--- DATA LISTING Enclosed Below ---

PR #132, opened 2026-05-20
Avoid torch.sparse_coo_tensor DeprecationWarning

### LINKED ISSUE #131: [Bug] Explicit `check_invariants` needed
# 🐛 Bug

Since PyTorch 2.1, `torch.sparse_coo_tensor` emits a `UserWarning` when `check_invariants` is not passed explicitly.

## To reproduce

```python
import warnings

import torch
from linear_operator.operators import InterpolatedLinearOperator

warnings.filterwarnings(
    "error",
    message="Sparse invariant checks are implicitly disabled",
    category=UserWarning,
)

base = torch.eye(3)
indices = torch.tensor([[0], [1], [2]])
op = InterpolatedLinearOperator(base, indices, indices)
op.to_dense()
```

**Stack trace/error message**
```
Sparse invariant checks are implicitly disabled. Memory errors (e.g. SEGFAULT) will occur when operating on a sparse tensor which violates the invariants, but checks incur performance overhead. To silence this warning, explicitly opt in or out.
```

## Expected Behavior

`check_invariants` needs to be explicitly passed to all calls of `torch.sparse_coo_tensor`.

## System information
- LinearOperator Version: 0.6.1
- PyTorch Version: 2.11.0
- Computer OS: macOS

AdrianSosic:
Fixes #131 by explicitly passing `check_invariants=False` to all calls of `torch.sparse_coo_tensor`, staying in line with the previous behavior but avoiding the `DeprecationWarning`.

### DIFF
--- a/linear_operator/utils/sparse.py
+++ b/linear_operator/utils/sparse.py
@@ -60,7 +60,12 @@ def make_sparse_from_indices_and_values(interp_indices, interp_values, num_rows)
     # Make the sparse tensor
     interp_size = torch.Size((*batch_shape, num_rows, n_target_points))
     res = torch.sparse_coo_tensor(
-        index_tensor, value_tensor, interp_size, dtype=value_tensor.dtype, device=value_tensor.device
+        index_tensor,
+        value_tensor,
+        interp_size,
+        dtype=value_tensor.dtype,
+        device=value_tensor.device,
+        check_invariants=False,
     )
 
     # Wrap things as a variable, if necessary
@@ -108,6 +113,7 @@ def bdsmm(sparse, dense):
             torch.Size((batch_size * num_rows, batch_size * num_cols)),
             dtype=sparse._values().dtype,
             device=sparse._values().device,
+            check_invariants=False,
         )
 
         dense_2d = dense.reshape(batch_size * num_cols, -1)
@@ -134,7 +140,7 @@ def sparse_eye(size):
     """
     indices = torch.arange(0, size).long().unsqueeze(0).expand(2, size)
     values = torch.tensor(1.0).expand(size)
-    return torch.sparse_coo_tensor(indices, values, torch.Size([size, size]))
+    return torch.sparse_coo_tensor(indices, values, torch.Size([size, size]), check_invariants=False)
 
 
 def sparse_getitem(sparse, idxs):
@@ -203,7 +209,9 @@ def sparse_getitem(sparse, idxs):
             case _:
                 raise RuntimeError("Unknown index type")
 
-    return torch.sparse_coo_tensor(indices, values, torch.Size(size), dtype=values.dtype, device=values.device)
+    return torch.sparse_coo_tensor(
+        indices, values, torch.Size(size), dtype=values.dtype, device=values.devicei, check_invariants=False
+    )
 
 
 def sparse_repeat(sparse, *repeat_sizes):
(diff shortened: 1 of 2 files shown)


linear_operator/utils/sparse.py
```diff
@@ -203,7 +209,9 @@ def sparse_getitem(sparse, idxs):
             case _:
                 raise RuntimeError("Unknown index type")
 
-    return torch.sparse_coo_tensor(indices, values, torch.Size(size), dtype=values.dtype, device=values.device)
+    return torch.sparse_coo_tensor(
+        indices, values, torch.Size(size), dtype=values.dtype, device=values.devicei, check_invariants=False
```
kayween: `device=values.devicei` this seems to be a typo?

kayween:
hmm it seems that setting the flag `check_invariants` explicitly does not suppress the warnings. Let me see if there's an alternative way to fix the warning.

linear_operator/utils/sparse.py
AdrianSosic: yes, thx for the fix

AdrianSosic:
> hmm it seems that setting the flag `check_invariants` explicitly does not suppress the warnings. Let me see if there's an alternative way to fix the warning.

Interesting indeed! The torch docs are not very explicit about it, but if I understand the situation right, the problem is not the missing arguments but the fact that the *global* state for the check has not been set. But setting that is no real alternative since it would also affect other packages consuming `gpytorch`, so the only real option I can see at the moment is to wrap each call in `with torch.sparse.check_sparse_tensor_invariants(False)` context, which seems to work. Is that acceptable?

The second question would be: should the checks still remain active for the tests?

kayween:
I've opened up an issue on the pytorch side to see if the warning can be suppressed by the flag https://github.com/pytorch/pytorch/issues/184610

Now responding to your questions:
1. It sounds good to me to wrap `sparse_coo_tensor` inside the context manager.
1. I am fine either way. It's probably easier to just disable the check in the tests as well, because I'm not sure how to turn on the check in tests if the functional code already disables the check.

AdrianSosic:
> I've opened up an issue on the pytorch side to see if the warning can be suppressed by the flag [pytorch/pytorch#184610](https://github.com/pytorch/pytorch/issues/184610)
> 
> Now responding to your questions:
> 
> 1. It sounds good to me to wrap `sparse_coo_tensor` inside the context manager.
> 2. I am fine either way. It's probably easier to just disable the check in the tests as well, because I'm not sure how to turn on the check in tests if the functional code already disables the check.

@kayween: Thanks, very good idea! This is actually good news because since the problem is really on the torch side, we can simply keep the existing changes and they will start to work once the problem is fixed upstream, right? So no need for the context manager then!

RE tests: The only way I see is to make this happen is by using some trigger that is set during the tests, e.g. an environment variable that alters the flag (or in case of the decorator, the behavior of it). One could potentially weave this into the `settings` mechanism somehow, I guess?

kayween:
@AdrianSosic We can keep the changes here. Let's just wait for https://github.com/pytorch/pytorch/pull/183256 to land on the pytorch side.

AdrianSosic:
@kayween: I think the upstream change has been completed. Shall we proceed with the PR then?

kayween:
@AdrianSosic Yeah, I will merge it after testing the PR with the latest pytorch build.

kayween (approved):

PR #1, opened 2023-10-03
ARCH1: Add cinder backups

Akrog:
This patch adds the cinder backup using Ceph configuration to stage 6.

The documentation gdoc has new suggestions to create the "backups" pool and provide access to it.


abays (approved):
/lgtm

PR #7, opened 2023-10-06
Improved explanations of stage steps

abays:
Adds commands for each stage to demonstrate what must be done in individual steps

### DIFF
--- a/validated_arch_1/stage1/README.md
+++ b/validated_arch_1/stage1/README.md
@@ -4,9 +4,50 @@ Install the dependencies for Red Hat OpenStack Services on OpenShift operators
 
 ## Notes
 
-Requires an OpenShift 4.10+ cluster with 3 master/worker combo-nodes, with Metal3 and a provisioning network available
+Requires an OpenShift 4.12+ cluster with 3 master/worker combo-nodes, with Metal3 and a provisioning network available
+
+## Steps
 
 1. Create Namespaces
+```bash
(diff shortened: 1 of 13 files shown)


validated_arch_1/stage1/README.md
```diff
@@ -4,9 +4,50 @@ Install the dependencies for Red Hat OpenStack Services on OpenShift operators
...
+Requires an OpenShift 4.12+ cluster with 3 master/worker combo-nodes, with Metal3 and a provisioning network available
+
+## Steps
 
 1. Create Namespaces
+```bash
+oc apply -f cert_manager_namespace.yaml -f metallb_namespace.yaml -f nmstate_namespace.yaml
+```
 2. Create OperatorGroups
+```bash
```
afazekas, line 16: There multiple things which can be applied in single step from the directories.

Many cases basically just apply the a stage (or stages) in a loop (until dependent CRD definition arrives)  seams to be able to work.

abays: Yes, that is true.  The intent in showing things in separate steps was to clearly enumerate them for the user's understanding, but perhaps that is not necessary.

fultonj (approved):
/lgtm

validated_arch_1/stage1/README.md
abays: Let's decide one way or another in a potential follow-up, if necessary

PR #8, opened 2023-10-06
Add comment about MTU 9000 setting

fultonj:
Red Hat Ceph documentation recommends MTU 9000 (see the end of section 2.4 of [1]). Since enp7s0 is hosting Ceph traffic this setting of 9000 is correct.

Add a comment next to the setting stating that in our case there's one NIC, enp7s0 so we used that MTU. But if an environment has >1 NIC and the storage traffic is only on a particular NIC, then we could use a different MTU for other NICs.

[1] https://access.redhat.com/documentation/en-us/red_hat_ceph_storage/6/html/hardware_guide/general-principles-for-selecting-hardware#network-considerations-for-red-hat-ceph-storage_hw

### DIFF
--- a/validated_arch_1/stage3/ocp_node_0_nncp.yaml
+++ b/validated_arch_1/stage3/ocp_node_0_nncp.yaml
@@ -76,6 +76,9 @@ spec:
         dhcp: false
       ipv6:
         enabled: false
+      # MTU 9000 is used to access Ceph via the storage network
+      # If storage network is on its own NIC adjust accordingly
+      # Using >1 NIC is not currently represented in these CRs
       mtu: 9000
       name: enp7s0 # CHANGEME
       state: up


raukadah:
+2 looks good o/

abays:
Are we not prescribing "single NIC w/ VLANs" as part of the architecture?  I had placed that in the list here: https://github.com/openstack-k8s-operators/architecture/tree/main/validated_arch_1#openstack-k8s-validated-architecture-one because I thought there was some sort of tentative consensus on that particular point of the networking consideration.

fultonj:
> Are we not prescribing "single NIC w/ VLANs" as part of the architecture? I had placed that in the list here: https://github.com/openstack-k8s-operators/architecture/tree/main/validated_arch_1#openstack-k8s-validated-architecture-one because I thought there was some sort of tentative consensus on that particular point of the networking consideration.

You are correct that we state we are using Network isolation over a single NIC which is a reasonable setting for a testing environment. A production environment could use >1 NIC. I think the VA can still be useful to someone with >1 NIC and that we could point this out. If however, we want to be extremely prescriptive we can do that.

abays:
> > Are we not prescribing "single NIC w/ VLANs" as part of the architecture? I had placed that in the list here: https://github.com/openstack-k8s-operators/architecture/tree/main/validated_arch_1#openstack-k8s-validated-architecture-one because I thought there was some sort of tentative consensus on that particular point of the networking consideration.
> 
> You are correct that we state we are using Network isolation over a single NIC which is a reasonable setting for a testing environment. A production environment could use >1 NIC. I think the VA can still be useful to someone with >1 NIC and that we could point this out. If however, we want to be extremely prescriptive we can do that.

I'm fine with including the comment as long as the user understands that using more than one NIC is not currently represented in the CRs (so they'd have to do more customization).

fultonj:
> > > Are we not prescribing "single NIC w/ VLANs" as part of the architecture? I had placed that in the list here: https://github.com/openstack-k8s-operators/architecture/tree/main/validated_arch_1#openstack-k8s-validated-architecture-one because I thought there was some sort of tentative consensus on that particular point of the networking consideration.
> > 
> > 
> > You are correct that we state we are using Network isolation over a single NIC which is a reasonable setting for a testing environment. A production environment could use >1 NIC. I think the VA can still be useful to someone with >1 NIC and that we could point this out. If however, we want to be extremely prescriptive we can do that.
> 
> I'm fine with including the comment as long as the user understands that using more than one NIC is not currently represented in the CRs (so they'd have to do more customization).

OK, I've added language to that effect in the latest patchset

abays (approved):
/lgtm

PR #10, opened 2023-10-09
Remove repo-setup from validated architecture 1

fultonj:
The repo-setup service is useful for installing upstream packages. Since validated architectures are supposed to for downstream users we should not include it. Add edpm_bootstrap_command example with CHANGEME in its place as described in dev preview documentation.

https://access.redhat.com/documentation/en-us/red_hat_openstack_platform/18.0-dev-preview/html/deploying_red_hat_openstack_platform_18.0_development_preview_1_on_red_hat_openshift_container_platform/assembly_creating-the-data-plane_preparing#proc_registering-pre-provisioned-nodes-to-the-data-plane_dataplane


validated_arch_1/stage5/openstackdataplanenodeset.yaml
```diff
@@ -53,8 +53,13 @@ spec:
       ansiblePort: 22
       ansibleUser: cloud-admin
       ansibleVars:
+        # CHANGEME
         edpm_chrony_ntp_servers:
           - clock.redhat.com
+        # CHANGEME -- see https://access.redhat.com/solutions/253273
+        # edpm_bootstrap_command: |
+        #       subscription-manager register --username <subscription_manager_username> --password <subscription_manager_password>
+        #       podman login -u <registry_username> -p <registry_password> registry.redhat.io
```
abays, line 62: Would you mind adding something for these to the `CHANGEME` list at the top as well, like we've done for other `CHANGEME`s?  I think it's good enough to just have it in this file and not to need repeating in the stage6 version, as that version refers back to any customizations made to this version.

abays (approved):
/lgtm

validated_arch_1/stage5/openstackdataplanenodeset.yaml
rabi: There is already a service created in ci-framework and is used in downstream jobs. https://github.com/openstack-k8s-operators/ci-framework/commit/a793f8f18ab8d3b1f8da3e164992f6a26f4c467e

PR #12, opened 2023-10-12
Simplify HCI deployment with servicesOverride

fultonj:
Use servicesOverride feature of OpenStackDataPlaneDeployment to make HCI example more clear. Instead of having human operator edit the services list before creating a second deployment, provide two deployment examples which can be run before and after Ceph is deployed.

Jira: OSP-29040


abays (approved):
/lgtm

PR #14, opened 2023-10-12
ovn: remove external-ids from the spec

booxter:
These are default values and should apply implicitly since [1].

[1] https://github.com/openstack-k8s-operators/ovn-operator/pull/64

Draft for now since I'd like to first make sure myself this works (if applied via openstackCP, not directly through ovnController CRD.)


abays:
I am going to test this now in a VA1 deployment

abays (approved):
Works in my environment

/lgtm

PR #15, opened 2023-10-13
Drop certain network Ansible vars and rename metadata agent key

abays:
The network vars are automatically calculated now by the data plane operator and the metadata agent key was simply renamed


fultonj (approved):
Thanks @abays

--- End of Enclosed DATA LISTING ---

EXERCISE AIM
All lines above that hold the string "UserWarning" should be copied.

SOLUTION
Since PyTorch 2.1, `torch.sparse_coo_tensor` emits a `UserWarning` when `check_invariants` is not passed explicitly.
    category=UserWarning,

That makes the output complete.